Closed Xitian9 closed 3 years ago

Xitian9 commented 3 years ago

Avoid reversing strings twice.

muesli4 commented 3 years ago

Those are nice improvements. However, I would like that reflected in the commit message. For example:

Improve performance of Cell and StringBuilder instances

I've been following a specific style in my later commits. The title starts with a verb in infinitive form and does not end with a dot. If you want to specify details you are encouraged to do so (although preferably for complex commits) after a blank line.

muesli4 commented 3 years ago

I'm not sure whether the improvement for dropRight is actually faster. And after all, most strings are relatively short, i.e. one could consider this premature optimization, not that performance matters anyway with String or we are printing tables a lot. ;)

Xitian9 commented 3 years ago

I'm happy to drop this PR if you want. They were just things I noticed as potential (and potentially small) improvements. I think you're likely correct that there's little to know real performance difference in most cases.

Xitian9 commented 3 years ago

I presume you mean imperative form rather than infinitive? (Infinitive would be “To improve performance of Cell and StringBuilder instances”).

Xitian9 commented 3 years ago

The advantage of this dropRight here is that it avoids reversing the list twice, and is lazier. In fact, this version will actually work on infinite lists. How much of a benefit this is is questionable, but I believe it's strictly better. (See discussion here https://www.reddit.com/r/haskell/comments/f072u/sample_solution_to_an_early_project_euler_problem/c1ceny6?utm_source=share&utm_medium=web2x&context=3)

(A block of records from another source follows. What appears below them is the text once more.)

PR #246, opened 2025-07-19
8362837: [CRaC] jdk/crac/MXBean.java can fail on macOS

jankratochvil:
The CI runs fine but locally (Linux Fedora 42 x86_64) it is failing for me - for any testcase trying to use OutputAnalyzer for the restore-only part. Such testcases failing for me are for example:
- test/jdk/jdk/crac/fileDescriptors/CheckpointWithOpenFdsTest.java
- test/jdk/jdk/crac/fileDescriptors/LoggingFileOpenTest.java
- test/jdk/jdk/crac/SecureRandom/ReseedTest.java

It does not implement the part

> close to 0

as that is the problem being fixed.

---------
### Progress

### Issue
 * [JDK-8362837](https://bugs.openjdk.org/browse/JDK-8362837): [CRaC] jdk/crac/MXBean.java can fail on macOS (**Bug** - P4)

### Reviewers

### Reviewing

Checkout this PR locally: \
`$ git fetch https://git.openjdk.org/crac.git pull/246/head:pull/246` \
`$ git checkout pull/246`

`$ git checkout pull/246` \
`$ git pull https://git.openjdk.org/crac.git pull/246/head`

</details>

Checkout this PR locally: \
`$ git pr checkout 246`

`$ git pr show -t 246`

</details>

<a href="https://git.openjdk.org/crac/pull/246.diff">https://git.openjdk.org/crac/pull/246.diff</a>

</details>

[Link to Webrev Comment](https://git.openjdk.org/crac/pull/246#issuecomment-3092569085)
</details>

### DIFF
--- a/test/jdk/jdk/crac/MXBean.java
+++ b/test/jdk/jdk/crac/MXBean.java
@@ -76,21 +76,23 @@ public class MXBean implements CracTest {
             process.waitForPausePid();
             restoreStartTime = System.currentTimeMillis();
             builder.doRestore();
-            System.out.println("RestoreStartTime " + restoreStartTime + " " + formatTime(restoreStartTime));
         } else {
+            restoreStartTime = System.currentTimeMillis(); // A very rough approximation
             output = builder.engine(CracEngine.SIMULATE).startCheckpoint().waitForSuccess().outputAnalyzer();
-            restoreStartTime = -1; // Unknown
         }
+        System.out.println("RestoreStartTime " + restoreStartTime + " " + formatTime(restoreStartTime));
 
         final long uptimeSinceRestore = Long.parseLong(output.firstMatch("UptimeSinceRestore ([0-9-]+)", 1));
         assertGTE(uptimeSinceRestore, 0L, "Bad UptimeSinceRestore");
-        assertLT(uptimeSinceRestore, TIME_TOLERANCE, "UptimeSinceRestore should be close to 0");
+        assertLT(uptimeSinceRestore, TIME_TOLERANCE, "UptimeSinceRestore should be a bit greater than 0");
 
         final long restoreTime = Long.parseLong(output.firstMatch("RestoreTime ([0-9-]+)", 1));
         assertGTE(restoreTime, 0L, "Bad RestoreTime");
         if (Platform.isLinux()) {
-            assertLT(Math.abs(restoreTime - restoreStartTime), TIME_TOLERANCE,
-                    "RestoreTime " + restoreTime + " should be close to " + restoreStartTime);
+            assertLT(restoreTime - restoreStartTime, TIME_TOLERANCE,
+                    "RestoreTime " + restoreTime + " should be a bit greater than " + restoreStartTime);
+        } else {
+            assertGT(restoreTime, restoreStartTime, "Time has gone backwards?");
         }
     }
 }
--- a/test/jdk/jdk/crac/MXBean.java
+++ b/test/jdk/jdk/crac/MXBean.java
@@ -26,6 +26,7 @@
 import jdk.crac.*;
 import jdk.crac.management.*;
 
+import jdk.test.lib.Platform;
 import jdk.test.lib.crac.CracBuilder;
 import jdk.test.lib.crac.CracEngine;
 import jdk.test.lib.crac.CracTest;
@@ -64,19 +65,34 @@ public class MXBean implements CracTest {
     @Override
     public void test() throws Exception {
         long start = System.currentTimeMillis();
+        CracBuilder builder = new CracBuilder();
 
-        OutputAnalyzer output = new CracBuilder().engine(CracEngine.SIMULATE)
-                .captureOutput(true)
-                .startCheckpoint().waitForSuccess().outputAnalyzer();
+        OutputAnalyzer output;
+        if (Platform.isLinux()) {
+	    builder.doCheckpoint();
+
+	    long restoreStart = System.currentTimeMillis();
+	    output = builder.captureOutput(true).doRestore().outputAnalyzer();
+
+	    long restoreTimePassed = System.currentTimeMillis() - restoreStart;
+	    System.err.println("restoreTimePassed="+restoreTimePassed);
+	    if (restoreTimePassed < 0 || TIME_TOLERANCE < restoreTimePassed) {
+		throw new Error("bad time since restore started: " + restoreTimePassed);
+	    }
+        } else {
+	    output = builder.engine(CracEngine.SIMULATE)
+		    .captureOutput(true)
+		    .startCheckpoint().waitForSuccess().outputAnalyzer();
+        }
 
         long restoreUptime = Long.parseLong(output.firstMatch("UptimeSinceRestore ([0-9-]+)", 1));
-        if (restoreUptime < 0 || TIME_TOLERANCE < restoreUptime) {
+        System.err.println("restoreUptime=" + restoreUptime);
+        if (restoreUptime < 0) {
             throw new Error("bad UptimeSinceRestore: " + restoreUptime);
         }
 
         long restoreTime = Long.parseLong(output.firstMatch("RestoreTime ([0-9-]+)", 1));
-        restoreTime -= start;
-
-        assertLT(Math.abs(restoreTime), TIME_TOLERANCE, "bad RestoreTime: " + restoreTime);
+        System.err.println("restoreTime=" + restoreTime);
+        assertLT(start, restoreTime, "bad RestoreTime: " + restoreTime);
     }
 }
--- a/test/jdk/jdk/crac/MXBean.java
+++ b/test/jdk/jdk/crac/MXBean.java
@@ -53,8 +53,6 @@ public class MXBean implements CracTest {
 
         Core.checkpointRestore();
 
-        System.out.println("UptimeSinceRestore " + cracMXBean.getUptimeSinceRestore());
-
         long restoreTime = cracMXBean.getRestoreTime();
         System.out.println("RestoreTime " + restoreTime + " " +
             DateTimeFormatter.ofPattern("E dd LLL yyyy HH:mm:ss.n").format(
@@ -75,7 +73,7 @@ public class MXBean implements CracTest {
             output = builder.captureOutput(true).doRestore().outputAnalyzer();
 
             long restoreTimePassed = System.currentTimeMillis() - restoreStart;
-            System.err.println("restoreTimePassed="+restoreTimePassed);
+            System.err.println("restoreTimePassed=" + restoreTimePassed);
             if (restoreTimePassed < 0 || TIME_TOLERANCE < restoreTimePassed) {
                 throw new Error("bad time since restore started: " + restoreTimePassed);
             }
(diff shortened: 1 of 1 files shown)


jankratochvil:
> GitHub Actions should run in your repo just like on PRs here, so you should not need to create PRs to test CI. Except for whitespace checking...

True, thanks.

test/jdk/jdk/crac/MXBean.java
```diff
@@ -64,19 +65,34 @@ public void exec() throws CheckpointException, RestoreException {
...
+        OutputAnalyzer output;
+        if (Platform.isLinux()) {
+            builder.doCheckpoint();
+
+            long restoreStart = System.currentTimeMillis();
+            output = builder.captureOutput(true).doRestore().outputAnalyzer();
+
+            long restoreTimePassed = System.currentTimeMillis() - restoreStart;
+            System.err.println("restoreTimePassed="+restoreTimePassed);
+            if (restoreTimePassed < 0 || TIME_TOLERANCE < restoreTimePassed) {
```
TimPushkin: What is the purpose of this check? As I understand it, it checks that restore + restored code execution takes time close to zero which I don't think is a reasonable expectation (it passes because the tolerance is high).

Also the test is supposed to be about `CRaCMXBean` which is not involved here.

test/jdk/jdk/crac/MXBean.java
```diff
@@ -64,19 +65,34 @@ public void exec() throws CheckpointException, RestoreException {
...
+        } else {
+            output = builder.engine(CracEngine.SIMULATE)
+                    .captureOutput(true)
+                    .startCheckpoint().waitForSuccess().outputAnalyzer();
+        }
 
         long restoreUptime = Long.parseLong(output.firstMatch("UptimeSinceRestore ([0-9-]+)", 1));
-        if (restoreUptime < 0 || TIME_TOLERANCE < restoreUptime) {
+        System.err.println("restoreUptime=" + restoreUptime);
+        if (restoreUptime < 0) {
```
TimPushkin: AFAIK we have not had problems with this check, only with the below one. "UptimeSinceRestore" should be close to 0 on all platforms

TimPushkin (commented):
Maybe I do not understand the changes but to me it looks like they won't function right.

<details>

<summary>Here is how I envisioned it in my original suggestion</summary>

I reduced the tolerance since the measured time should be less now, but maybe it is too bold of a reduction. I just feel like 10 sec is a too big tolerance.

```diff
diff --git a/test/jdk/jdk/crac/MXBean.java b/test/jdk/jdk/crac/MXBean.java
index 336e3eecd12..0bb6605432e 100644
--- a/test/jdk/jdk/crac/MXBean.java
+++ b/test/jdk/jdk/crac/MXBean.java
@@ -1,5 +1,5 @@
 /*
- * Copyright (c) 2022, Azul Systems, Inc. All rights reserved.
+ * Copyright (c) 2022, 2025, Azul Systems, Inc. All rights reserved.
  * DO NOT ALTER OR REMOVE COPYRIGHT NOTICES OR THIS FILE HEADER.
  *
  * This code is free software; you can redistribute it and/or modify it
@@ -26,6 +26,7 @@
 import jdk.crac.*;
 import jdk.crac.management.*;
 
+import jdk.test.lib.Platform;
 import jdk.test.lib.crac.CracBuilder;
 import jdk.test.lib.crac.CracEngine;
 import jdk.test.lib.crac.CracTest;
@@ -35,7 +36,7 @@
 import java.time.ZoneId;
 import java.time.format.DateTimeFormatter;
 
-import static jdk.test.lib.Asserts.assertLT;
+import static jdk.test.lib.Asserts.*;
 
 /**
  * @test
@@ -44,7 +45,12 @@
  * @run driver jdk.test.lib.crac.CracTest
  */
 public class MXBean implements CracTest {
-    static final long TIME_TOLERANCE = 10_000; // ms
+    static final long TIME_TOLERANCE = 1000; // ms
+
+    private static String formatTime(long t) {
+        return DateTimeFormatter.ofPattern("E dd LLL yyyy HH:mm:ss.n").format(
+                Instant.ofEpochMilli(t).atZone(ZoneId.systemDefault()));
+    }
 
     @Override
     public void exec() throws CheckpointException, RestoreException {
@@ -55,28 +61,36 @@ public void exec() throws CheckpointException, RestoreException {
         System.out.println("UptimeSinceRestore " + cracMXBean.getUptimeSinceRestore());
 
         long restoreTime = cracMXBean.getRestoreTime();
-        System.out.println("RestoreTime " + restoreTime + " " +
-            DateTimeFormatter.ofPattern("E dd LLL yyyy HH:mm:ss.n").format(
-                Instant.ofEpochMilli(restoreTime)
-                    .atZone(ZoneId.systemDefault())));
+        System.out.println("RestoreTime " + restoreTime + " " + formatTime(restoreTime));
     }
 
     @Override
     public void test() throws Exception {
-        long start = System.currentTimeMillis();
+        final var builder = new CracBuilder().captureOutput(true);
 
-        OutputAnalyzer output = new CracBuilder().engine(CracEngine.SIMULATE)
-                .captureOutput(true)
-                .startCheckpoint().waitForSuccess().outputAnalyzer();
-
-        long restoreUptime = Long.parseLong(output.firstMatch("UptimeSinceRestore ([0-9-]+)", 1));
-        if (restoreUptime < 0 || TIME_TOLERANCE < restoreUptime) {
-            throw new Error("bad UptimeSinceRestore: " + restoreUptime);
+        final OutputAnalyzer output;
+        final long restoreStartTime;
+        if (Platform.isLinux()) { // Linux is currently the only platform supporting non-immediate restore
+            final var process = builder.engine(CracEngine.PAUSE).startCheckpoint();
+            output = process.outputAnalyzer();
+            process.waitForPausePid();
+            restoreStartTime = System.currentTimeMillis();
+            builder.doRestore();
+            System.out.println("RestoreStartTime " + restoreStartTime + " " + formatTime(restoreStartTime));
+        } else {
+            output = builder.engine(CracEngine.SIMULATE).startCheckpoint().waitForSuccess().outputAnalyzer();
+            restoreStartTime = -1; // Unknown
         }
 
-        long restoreTime = Long.parseLong(output.firstMatch("RestoreTime ([0-9-]+)", 1));
-        restoreTime -= start;
+        final long uptimeSinceRestore = Long.parseLong(output.firstMatch("UptimeSinceRestore ([0-9-]+)", 1));
+        assertGTE(uptimeSinceRestore, 0L, "Bad UptimeSinceRestore");
+        assertLT(uptimeSinceRestore, TIME_TOLERANCE, "UptimeSinceRestore should be close to 0");
 
-        assertLT(Math.abs(restoreTime), TIME_TOLERANCE, "bad RestoreTime: " + restoreTime);
+        final long restoreTime = Long.parseLong(output.firstMatch("RestoreTime ([0-9-]+)", 1));
+        assertGTE(restoreTime, 0L, "Bad RestoreTime");
+        if (Platform.isLinux()) {
+            assertLT(Math.abs(restoreTime - restoreStartTime), TIME_TOLERANCE,
+                    "RestoreTime " + restoreTime + " should be close to " + restoreStartTime);
+        }
     }
 }

```

If we suppose that the system time cannot jump a lot backwards during the tests, we can make the assertions stronger (this diff is on top of the diff above):
```diff
diff --git a/test/jdk/jdk/crac/MXBean.java b/test/jdk/jdk/crac/MXBean.java
index 0bb6605432e..1458d14fcf4 100644
--- a/test/jdk/jdk/crac/MXBean.java
+++ b/test/jdk/jdk/crac/MXBean.java
@@ -76,21 +76,23 @@ public void test() throws Exception {
             process.waitForPausePid();
             restoreStartTime = System.currentTimeMillis();
             builder.doRestore();
-            System.out.println("RestoreStartTime " + restoreStartTime + " " + formatTime(restoreStartTime));
         } else {
+            restoreStartTime = System.currentTimeMillis(); // A very rough approximation
             output = builder.engine(CracEngine.SIMULATE).startCheckpoint().waitForSuccess().outputAnalyzer();
-            restoreStartTime = -1; // Unknown
         }
+        System.out.println("RestoreStartTime " + restoreStartTime + " " + formatTime(restoreStartTime));
 
         final long uptimeSinceRestore = Long.parseLong(output.firstMatch("UptimeSinceRestore ([0-9-]+)", 1));
         assertGTE(uptimeSinceRestore, 0L, "Bad UptimeSinceRestore");
-        assertLT(uptimeSinceRestore, TIME_TOLERANCE, "UptimeSinceRestore should be close to 0");
+        assertLT(uptimeSinceRestore, TIME_TOLERANCE, "UptimeSinceRestore should be a bit greater than 0");
 
         final long restoreTime = Long.parseLong(output.firstMatch("RestoreTime ([0-9-]+)", 1));
         assertGTE(restoreTime, 0L, "Bad RestoreTime");
         if (Platform.isLinux()) {
-            assertLT(Math.abs(restoreTime - restoreStartTime), TIME_TOLERANCE,
-                    "RestoreTime " + restoreTime + " should be close to " + restoreStartTime);
+            assertLT(restoreTime - restoreStartTime, TIME_TOLERANCE,
+                    "RestoreTime " + restoreTime + " should be a bit greater than " + restoreStartTime);
+        } else {
+            assertGT(restoreTime, restoreStartTime, "Time has gone backwards?");
         }
     }
 }

```

</details>

test/jdk/jdk/crac/MXBean.java
jankratochvil: This check is implementing your words:

> For platforms that have engines with restore time passing (only Linux currently, I think pauseengine is enough here) — this will be almost the same test as it is now, but it will do an actual restore call and measure the restore start time from that call.

Regarding `CRaCMXBean` - I do not see any need for it to implement your words above. Although maybe I did not understand it as I do not see why/how to use `pauseengine` when you want `actual restore call`.

test/jdk/jdk/crac/MXBean.java
jankratochvil: What do you exactly mean by `close to 0`? I already mention here in the initial comment I did not implement `close to 0`. Do you mean less than `TIME_TOLERANCE`? But that is exactly the problem why it sometimes fails on Mac CI.

I am going to remove the `restoreUptime < 0` test when you do not like it.

test/jdk/jdk/crac/MXBean.java
TimPushkin: I meant recording the time of restore start and then comparing it with the restore start time `MXBean` provides. 

`pauseengine` should be enough because we need an engine that allows to start restoring at some particular moment, not immediately after checkpoint as `simengine` does.

Anyway, I posted the code that implements what I meant, it should be clearer.

test/jdk/jdk/crac/MXBean.java
TimPushkin: CI was failing for the check below AFAIK. In my understanding this one should not be failing the way it is.

TimPushkin (approved):
LGTM, although it is my own suggestion.

If the reduced time tolerance will be too low for our CI we can raise it downstream. But I hope it won't be necessary.

jankratochvil:
So either it is
- a performance test - then it needs to track the time per platform, the limit should be tight and it must not run in parallel with other parts of the testsuite, IIRC perf lab dept. should take care of it
- or it just checks whether it completes at all - and then it needs no limit at all as there is already a JTREG testcase limit

TimPushkin:
@rvansa In our downstream CI it looks like 10 seconds is not enough for MacOS, that is why I proposed to rework the test to use an engine that allows to propagate restore time on platforms where such engine exists (Linux) and not use `TIME_TOLERANCE` at all for `getRestoreTime()` on platforms where there is no such engine (MacOS, Windows). To me it looks like a better solution than just increasing the tolerance because that would make the `getUptimeSinceRestore()` check and `getRestoreTime()` check on other platforms less strict.

TimPushkin:
Maybe I am indeed overcomplicating it and just checking that the values are somewhat meaningful with a large tolerance is enough

jankratochvil:
@TimPushkin OK so going to submit only a oneliner downstream, sorry for your time.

muesli4 commented 3 years ago

I'm happy to drop this PR if you want. They were just things I noticed as potential (and potentially small) improvements. I think you're likely correct that there's little to know real performance difference in most cases.

No, I like it.

I presume you mean imperative form rather than infinitive? (Infinitive would be “To improve performance of Cell and StringBuilder instances”).

Yes, my bad.

In fact, this version will actually work on infinite lists. How much of a benefit this is is questionable, but I believe it's strictly better.

I guess then length would be our next problem. But I found the argument with constant space convincing.